If your users need results from the Office 365 search index in on-premises SharePoint sites, plan hybrid federated search from SharePoint Server to display search results from the search index in SharePoint Server and from the search index in Office 365, see Plan hybrid federated search for SharePoint Server.
Plan to validate cloud hybrid search before exposing it to your users
After you've created and set up the cloud SSA and completed a full crawl, your Office 365 Search Center shows both on-premises and online search results. We recommend that you validate and tune the new search experience in a separate Search Center, while keeping the original search experience unchanged.
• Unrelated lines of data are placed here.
PR #2735, opened 2022-10-27
[ fix ] bump version of linear and papers packages

stefan-hoeck:
This might be an oversight. It leads to issues with pack, which uses the same version for all libraries from the Idris2 project. If this was left at 0.5.1 on purpose, feel free to close this and I'll fix pack instead.


gallais:
I'm guessing it's due to the fact it's not listed in the release checklist:

https://github.com/idris-lang/Idris2/blob/102d7ebc18a9e881021ed4b05186cccda5274cbe/Release/CHECKLIST#L3

Can you please add it in this PR too?

PR #2741, opened 2022-10-31
[ new ] deriving Show

gallais:
Includes bug fixing for other derivings too


gallais:
I can't think of new examples to handle so I'll merge this and wait for the inevitable bug reports to arrive.

Issue #2745, opened 2022-11-02
[ regression ] #2684 broke transitive dependency resolution


stefan-hoeck:
I get new build errors related to this when building pack's package collection. In particular, the [idris2-tls](https://github.com/octeep/idris2-tls) package fails to build due to a transitive dependency on the *linear* package, which Idris no longer resolves. I'll try and figure out the issue at hand.

stefan-hoeck:
OK, so the package resolution algorithm looks at the wrong place for the installed `.ipkg` files, which are now also in the directory with the ttc-version. Test `idris2/pkg014`, which thoroughly tests the transitive resolution algorithm, did not catch this because it uses a hand-written `depends` directory with preinstalled `.ipkg` files at the location the resolution algorithm expected.

The fix for this is trivial, however, I'm not yet sure how to adjust `idris2/pkg014` to always use the correct ttc-version in its `depends` directory. Any ideas?

PR #2746, opened 2022-11-02
[ fix ] issue 2745

stefan-hoeck:
This should fix issue #2745, but I'll have yet to adjust test `idris2/pkg014`.


stefan-hoeck:
I added a new command to the `idris2` executable: `--ttc-version` for printing exactly that. This allows us to properly set up the `depends` directory in the `pkg014` test.

gallais:
I tried to juggle the paths so that we would look into `ttc/TTC_VERSION` rather than `TTC_VERSION/ttc`
precisely so that users wouldn't need to know / worry about the `TTC_VERSION` and could simply point
at `ttc/`.

Do we actually need `TTC_VERSION` in that case if we're only looking up an `.ipkg` file? Can we not look
for it at the root of the directory?

stefan-hoeck:
> I tried to juggle the paths so that we would look into `ttc/TTC_VERSION` rather than `TTC_VERSION/ttc` precisely so that users wouldn't need to know / worry about the `TTC_VERSION` and could simply point to `ttc/` in their `depends` (cf. the `idris2/import008` test).
> 
> Do we actually need `TTC_VERSION` in that case if we're only looking up an `.ipkg` file? Can we not look for it at the root of the directory?

Doh. You are right of course, that's much simpler. I'll close this and come up with the (hopefully) straight forward fix. A command `--ttc-version` might still be useful for tools such as pack, but that should be for another package, if at all.

PR #2747, opened 2022-11-02
[ fix ] isue 2745

stefan-hoeck:
As discussed in #2746, this is a more straightforward fix for #2745. I added also a new test to make sure Idris can find the `.ipkg` files it installed.

### DIFF
--- a/tests/idris2/pkg016/run
+++ b/tests/idris2/pkg016/run
@@ -1,5 +1,3 @@
-IDRIS2_VERSION="idris2-0.6.0"
-
 $1 --install foo.ipkg > /dev/null
 $1 --install bar.ipkg > /dev/null
 $1 --install baz.ipkg > /dev/null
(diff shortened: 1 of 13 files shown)


tests/idris2/pkg016/run
```diff
@@ -0,0 +1,13 @@
+IDRIS2_VERSION="idris2-0.6.0"
+
+$1 --install foo.ipkg > /dev/null
+$1 --install bar.ipkg > /dev/null
+$1 --install baz.ipkg > /dev/null
+$1 --build test.ipkg
+
+build/exec/test
+
+rm -r "${IDRIS2_PREFIX}/${IDRIS2_VERSION}/foo-0"
```
gallais, line 10: Can't you write `rm -r "${IDRIS2_PREFIX}/idris2-*/foo-0"`?

Z-snails:
I don't know if this would simplify it at al, but you could probably specify set `IDRIS2_PREFIX` in the test (pkg016), and use `--no-prelude` so it doesn't complain about missing prelude. Then it definitely won't mess with any global install.

stefan-hoeck:
> I don't know if this would simplify it at al, but you could probably specify set `IDRIS2_PREFIX` in the test (pkg016), and use `--no-prelude` so it doesn't complain about missing prelude. Then it definitely won't mess with any global install.

Yeah, in that case I'd have to change how the test is being run (it's using a `main` function at the moment). Personally, I think the current solution is reasonably simple.

Z-snails:
Ok I'll merge it as is :)

PR #2748, opened 2022-11-02
[ fix ] dont prefix lib dirs with ttc version

stefan-hoeck:
As discussed on discord, this fixes another regression introduced by #2684: `.so` files installed into custom lib dirs are no longer found by Idris. This reverts the relevant section of `Compiler.Scheme.Chez.loadSO` to its version before #2684. I'm not sure about the `bdir <- ttcBuildDirectory` on line 221: Do we want the `ttc` prefix here or not?

@mattpolzin Could you please test this against pg-idris?

### DIFF
--- a/src/Compiler/Scheme/Chez.idr
+++ b/src/Compiler/Scheme/Chez.idr
@@ -219,8 +219,7 @@ loadSO appdir "" = pure ""
 loadSO appdir mod
     = do d <- getDirs
          bdir <- ttcBuildDirectory
-         let allDirs = extra_dirs d ++ package_dirs d
-             fs = map (\p => p </> mod) (bdir :: allDirs)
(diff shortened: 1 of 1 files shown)


mattpolzin:
Thanks for this attempt at a fix. I've since discovered that `loadSO` is not responsible for copying the `so` files I've seen fail to copy, but rater `loadLib`. The culprit of this bug appears to actually be some code in #2684 that swaps out some lines that used to add directories to the list of "extra" dirs for lines that add  the same directories to the list of "package" dirs. The swap seems sensible since it is indeed a package directory where the `lib` folder pertaining to this bug lives.

I'll have an alternative fix PR up for this soon that tells `loadLib` about `lib` folders in `package_dirs`.

stefan-hoeck:
Perfect. I'll close this then in favor of #2750.

PR #2750, opened 2022-11-02
[fix] look for lib folders in package directories.

mattpolzin:
Prior to https://github.com/idris-lang/Idris2/pull/2684, any `lib` folder found in the `$(idris2 --libdir)/package-dir/` directory would be searched for `so` or `dylib` files that might need to be copied into the `_app` directory of an executable produced by the Chez Scheme backend.

After the TTC PR (2684), this stopped working because such directories were removed from the list of "extra" directories and added to the list of "package" directories. This move in isolation makes sense -- we are talking about a package directory, after all. So, this PR fixes the `lib` folder searching by adding these package directories to the list of searched paths in the `findLibraryFile` function that is ultimately responsible for locating the `so`/`dylib` files in question.

### DIFF
--- a/src/Core/Directory.idr
+++ b/src/Core/Directory.idr
@@ -149,20 +149,24 @@ readDataFile fname
             | Left err => throw (FileErr f err)
          pure d
 
--- Look for a library file required by a code generator. Look in the
--- library directories, and in the lib/ subdirectory of all the 'extra import'
--- directories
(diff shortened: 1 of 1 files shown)


mattpolzin:
This PR attempts a fix at the same problem https://github.com/idris-lang/Idris2/pull/2748 attempts to fix.

PR #2768, opened 2022-11-11
[ ide-mode ] Do not include whole error message in building file display result message.

keram:
**Why:**
Makes the error message being displayed twice in Emacs. 
This change aligns IDEMode/REPL.idr with Idris/REPL.idr which works as expected.
See https://github.com/idris-lang/Idris2/blob/main/src/Idris/REPL.idr#L1241-L1242

Before change:
async-minibuffer-before-change-idris2

After change:
async-minibuffer-after-change-idris2-idemode-repl

Relates to:
https://github.com/idris-hackers/idris-mode/pull/563


gallais:
This has been a really annoying bug. Thanks for the fix!
Do we need to do anything to https://github.com/idris-community/idris2-mode to take these changes into account?

jfdm:
@gallais

> Do we need to do anything to https://github.com/idris-community/idris2-mode to take these changes into account?

I believe no.

@keram has been doing a great job improving aspects of idris-mode. You may want to look at the recent PRs to incorporate into idris2-mode. I still need to do the opposite.

PR #2783, opened 2022-11-25
[ parser ] fix issue where indentation is not checked in record params

dunhamsteve:
This issue was reported by "Oxy" on discord.  

When parsing record params on forward record declarations, the Idris parser is not checking indentation and may interpret a subsequent top level line as part of the record declaration.  

So this valid code:
```idris
record Rec (a : Type)
b : Int
```
yields the following error:
```
1/1: Building Indent (Indent.idr)
Error: Expected 'where'.

Indent:2:3--2:4
 1 | record Rec (a : Type)
 2 | b : Int
       ^
```

This patch fixes the issue by adding an indentation check in front of each parameter.


gallais:
Thanks!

Plan for a custom result source that limits your Search Centers in Office 365 to only show Office 365 content. The following illustration shows an environment where you can validate and tune how your hybrid search results are shown:
On-premises content. During crawl, metadata from this content is added to the Office 365 search index.
Office 365 content. During crawl, metadata from this content is added to the Office 365 search index.
Default (or existing) Office 365 Search Center. You create a custom result source for this Search Center, which limits search results to show only Office 365 content. .
New Office 365 Search Center, where you validate and tune how hybrid search results are shown. This Search Center uses the default result source and shows search results from both on-premises and Office 365 content. You set up access so only testers and administrators have access to this site.
Although you can keep the original search experience unchanged while tuning, you can't keep the original Office Delve experience unchanged. When metadata from on-premises content is in the Office 365 search index, Delve will display this content.